If your tests work on your local machine, but fail randomly on CircleCI, the most likely culprit is the dreaded file-ordering bug. Fortunately, if you understand your code base and your tests, fixing your tests can be quite simple.

How file-ordering affects tests

Many tests libraries, including RSpec, load all the test files in a certain directory, and then run them. This means that not only will tests be run in a different order than you’re used to locally, but also that different parts of your application will be loaded in a different order.

On OSX, directory contents are always ordered the same, due to OSX’s HFS+ file system. On Linux machines however, directory contents do not have a defined order.

This means that repeated runs on OSX systems will have the same order, but that repeated runs on Linux systems may not. This explains why a revision’s tests will sometimes fail on CircleCI, only to pass when retried.

Why these tests fail

So why do tests fail when they are run in different orders? Two major reasons: application code is loaded in a different order, or tests are not sufficiently independent.

Loading application code in a different order

Test code loads application code in order to test it. If you always run aardvark.rb before bunny.rb then bunny.rb might rely on code loaded by aardvark.rb. If you run bunny.rb first, the code it needs won’t have been loaded. Here’s a fine example of this, extracted from customer tests:

Failure/Error: token = ApiTokenGenerator.generate(
    uninitialized constant ApiTokenGenerator::Seed
    # ./vendor/bundle/ruby/1.9.1/gems/rake- `const_missing'
    # ./app/controllers/api_token_generator.rb:5:in `generate'

This particular error can be fixed by ensuring that ApiTokenGenerator::Seed has been declared before it is used, typically by adding a require call to api_token_generator.rb.

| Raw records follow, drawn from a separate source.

PR #2623, opened 2023-07-04
Refactor: Implement API for v1beta2 models and latest models

frrist:
### What
This PR introduces the following changes:
- `pkg/model/v1beta2` types, which are a copy of the current `pkg/model` types.
- modified the `requester/publicapi/*` to operate over `v1beta2` types
- implements the `RequesterAPIClientWrapper` wrapping the requester client to convert between `v1beta2` types and `model` types. We are using this everywhere right now, and it can serve as a stub for a v2 API until we decide on an implementation for a new API.

Motivated by 1. here: https://github.com/bacalhau-project/bacalhau/discussions/2605
I tried to make this as mechanical as I could. Fairly happy with the client wrapper but was unable to apply the same pattern to the server due to its internal fields expecting the latest version of model structures. I chose to make the type conversions in the server code directly rather than duplicate more types.

### Open Questions
The CLI currently uses the `RequesterAPIClientWrapper` and `model` types. Should it instead interact with the unwrapped client type and thus the `v1beta2` model types? This would mean either calling the converter methods in all CLI methods, or duplicating the CLI such that there is a v1 and v2. This will be a large code change so I'd like some feedback before undertaking.

### Alternatives
https://github.com/bacalhau-project/bacalhau/pull/2625


pkg/model/convert.go
```diff
@@ -0,0 +1,526 @@
+package model
```
frrist, line 1: Here is where model conversion occurs. The file contains methods for going from old types to new ones and vice versa. I have explicitly removed struct key names in the conversation method to ensure builds fail if a field is added or removed from an existing type as a reminder to update conversion methods.

pkg/requester/publicapi/client.go
```diff
@@ -7,14 +7,16 @@ import (
 	"strings"
```
frrist, line 7: The requester API client only takes as input or outputs the `v1beta2` types.

pkg/requester/publicapi/wrapper_client.go
```diff
@@ -0,0 +1,155 @@
...
+	"context"
+
+	"github.com/gorilla/websocket"
+
+	"github.com/bacalhau-project/bacalhau/pkg/bidstrategy"
+	"github.com/bacalhau-project/bacalhau/pkg/job"
+	"github.com/bacalhau-project/bacalhau/pkg/model"
+)
+
+type RequesterAPIClientWrapper struct {
```
frrist, line 13: The `RequesterAPIClientWrapper` wraps a `RequesterAPIClient`. `RequesterAPIClientWrapper` accepts `model` types as inputs, converts them to `v1beta2` types for its wrapped client, and converts `v1beta2` type returned from the wrapped client to `model` types.

pkg/requester/publicapi/wrapper_utils.go
```diff
@@ -0,0 +1,39 @@
+package publicapi
```
frrist, line 1: Wrappers used to construct `RequesterAPIServer` params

Another manifestation of this bug in Rails looks like this:

/home/ubuntu/circle/app/models/action.rb:1:in `<top (required)>': superclass mismatch for class Action (TypeError)
from /home/ubuntu/circle/vendor/bundle/ruby/1.9.1/gems/activesupport-3.2.6/lib/active_support/dependencies.rb:251:in `require'
from /home/ubuntu/circle/vendor/bundle/ruby/1.9.1/gems/activesupport-3.2.6/lib/active_support/dependencies.rb:251:in `block in require'

This usually happens when a model and another class have the same name. When the model is initialized first, everything works, because the second use simply reopens the class. When the model is initialized second, you get a superclass mismatch. Solve this by renaming the non-model.

Tests are not sufficiently independent

If you have two tests that are always run one after the other, you might not realize that the second test depends on some initialization in the first test. If the tests are in the same file, this is often benign. If the tests are in different files, then they might end up run in the wrong order, and they will fail.

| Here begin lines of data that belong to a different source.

PR #2625, opened 2023-07-04
feat: modify job submit endpoint to support versions

frrist:
This PR serves as an alternative to https://github.com/bacalhau-project/bacalhau/pull/2623. Instead of duplicating the API methods on the requester it instead modifies the `submit` endpoint to accept a dynamic `JobCreatePayload` type with a `Spec` encoded as bytes (json). The spec is then decoded based on its API version, and if contains a later version (`v1beta2`) converted to the latest API version.
Pros:
- Simpler to implement and smaller change
- Continues to support job creation via old and new job spec file

Cons:
- Commands that output job data (like `describe`) will change as we mutate models.


pkg/model/job.go
```diff
@@ -343,7 +343,7 @@ type JobCreatePayload struct {
 	APIVersion string `json:"APIVersion,omitempty" example:"V1beta1" validate:"required"`
 
 	// The specification of this job.
-	Spec *Spec `json:"Spec,omitempty" validate:"required"`
+	Spec []byte `json:"Spec,omitempty" validate:"required"`
```
frrist, line 346: we determine how to decode this value based on `APIVersion`

pkg/requester/publicapi/client.go
```diff
@@ -260,16 +262,19 @@ func (apiClient *RequesterAPIClient) Submit(
...
 
+	specbytes, err := json.Marshal(j.Spec)
+	if err != nil {
+		return nil, err
+	}
 	data := model.JobCreatePayload{
 		ClientID:   system.GetClientID(),
 		APIVersion: j.APIVersion,
-		Spec:       &j.Spec,
+		Spec:       specbytes,
```
frrist, line 272: Marshal the spec to JSON bytes before submitting.

pkg/requester/publicapi/endpoints_submit.go
```diff
@@ -46,12 +49,58 @@ func (s *RequesterAPIServer) submit(res http.ResponseWriter, req *http.Request)
...
+	default:
+		publicapi.HTTPError(ctx, res, fmt.Errorf("unhandled api version: %s", apiVersion), http.StatusInternalServerError)
+		return
+	}
+
+	// the job has been migrated to the latest version
+	submittedJob := model.Job{
+		APIVersion: model.V1beta3.String(),
+		Spec:       spec,
+	}
```
frrist, line 93: decode the spec based on API version and convert it to the latest type. Allowing client to submit either the "current" (`v1beta2`) version of the spec, or a previous (`v1beta2`)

These test-ordering bugs typically manifest as tests which sometimes pass and sometimes fail. This distinguishes them from application loading-order bugs because the application actually loads and starts running tests.

The fix here is to remove the test inter-dependencies. They are a bad idea. Tests should always be idempotent, where possible.

Reproducing the bugs?

The hardest part of fixing the bugs is reproducing the errors. The goal is to get a short command that you can run on your local machine which reproduces the error.

For test-ordering bugs, use your test suite’s commands to run only a minimal set of tests, or just the failing test. Often, it will fail by itself because it depends on another test’s results. If this doesn’t isolate it, the bug may be that another test leaves state behind, which interferes with the failing test. Another way to expose the problem is by using your test suite’s random-ordering functionality, such as RSpec’s --order.

For application load-ordering bugs, restricting the files which are loaded can help expose the issue. Many test suites such as RSpec let you list test files to be loaded on the command-line. This will allow you to just load the code which a test thinks it needs, often pointing to an overlooked dependency.

Finally, if you still can’t do reduce the test case, CircleCI’s SSH feature is a useful way to debug the error on our actual virtual machines. It will create a machine, start the tests running, and let you SSH in to debug.